We expect U.S. core CPI of around 2.1% by the end of 2018 – a modest acceleration relative to 2017.

U.S. headline Consumer Price Index (CPI) inflation rose 0.1% in December, bringing the year-over-year figure to 2.1% for 2017. While this level is in line with what we saw in 2016, the apparent stability masks a roller coaster over the year for core CPI – the component excluding energy and food prices that markets and economists follow to gauge the underlying inflation trend.

Idiosyncratic factors drove swings in core CPI

While core CPI dropped to 1.8% year-over-year in the December print from 2.2% in December 2016, most of the deceleration happened between March and July, driven to a large extent by idiosyncratic shocks. For example, core CPI dropped by 0.12% in March because of a massive one-off drop in wireless prices. Overall, inflation was slow in the first half of 2017 before bouncing back nicely in the second, ending 2017 on a firm note with December’s 0.3% month-over-month bump in core CPI. This was the second-largest increase of the year and lent support to an annualized rate of 2.25% core CPI for the second half.

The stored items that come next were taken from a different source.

PR #16, opened 2016-05-06
Skip the line in Dockerfile if it is a comment

### LINKED ISSUE #2: Support for modifying labels

vrutkovs:
Fixes #2

### DIFF
--- a/tests/test_parser.py
+++ b/tests/test_parser.py
@@ -53,7 +53,9 @@ CMD {0}""".format(NON_ASCII)
                           "    # comment\n",    # should be ignored
                           "    bar  \n",        # extra ws, continuation line
                           "USER  {0}\n".format(NON_ASCII),
-                          "# comment \\\n",    # extra ws
+                          "# comment \\\n",     # extra ws
+                          "# comment \\ \n",    # extra ws with a space
+                          "# comment \\\\ \n",  # two backslashes
                           "RUN command1\n",
                           "RUN command2 && \\\n",
                           "    # comment\n",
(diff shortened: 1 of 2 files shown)


twaugh:
I would like more tests, so that we know how these sorts of things behave:

```
# ignore this \
RUN but run this
```

```
RUN run some stuff && \
    # ignore this, but \
    run some other stuff
```

For the record, I think the docker parser's behaviour here is terrible, but we have to do what it does.

tests/test_parser.py
```diff
@@ -52,7 +52,12 @@ def test_dockerfile_structure(self, dfparser):
                           " label  foo  \\\n",  # extra ws
                           "    # comment\n",    # should be ignored
                           "    bar  \n",        # extra ws, continuation line
-                          "USER  {0}".format(NON_ASCII)]   # extra ws, no newline
+                          "USER  {0}\n".format(NON_ASCII),
+                          "# comment \\\n",    # extra ws
```
twaugh: How about adding a test with extra whitespace *after* the backslash as well? (You'll be surprised what docker does with that...)

twaugh: Also how about two backslashes at the end of the line?

vrutkovs:
Implemented those, I really hope Docker's parser won't crash on those cases

twaugh:
Is this still current? I see #2 was marked as being closed by #4.

vrutkovs:
It is, it fixes several other cases (e.g. comment in multi-line instruction)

Used cars were one of the largest contributors to December’s rise, with a 1.4% monthly increase directly related to the roughly 400,000 cars lost during the hurricane season. Taking out the impact of car prices, core CPI for the past six months rose at a 2.1% pace. This trend is in line with where we see core CPI heading for 2018.

What’s ahead for 2018?

Indeed, we expect core CPI of around 2.1% by the end of 2018 – a modest acceleration relative to 2017. Similarly, we expect the Federal Reserve’s preferred measure of inflation, core personal consumption expenditure (PCE), to accelerate as well, ending the year at around 1.75%, 25 basis points below its target.

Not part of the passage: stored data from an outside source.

PR #19, opened 2016-10-19
README: add more examples

ktdreyer:
Fix the flake8 warnings in the README's example, and add a couple more
examples (setting a new base image, printing the resulting Dockerfile)


twaugh:
Thanks!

A few potential tailwinds could materialize, pushing inflation above our base case. The general strength of the global economy, a weaker dollar and the recent increase in energy prices are all pointing toward higher import prices, which would feed into goods inflation. And last but not least, tax reform (which is mostly tax cuts) could stimulate an economy with limited spare capacity and trigger an acceleration of inflation.

Investment implications

Even if inflation fails to reach the Fed’s 2% target, we believe it should be sufficient to allow for three rate hikes in 2018. But with 10-year and 30-year inflation breakeven rates at 2% and running very close to the core CPI trend, we don’t see much inflation risk being priced by market participants.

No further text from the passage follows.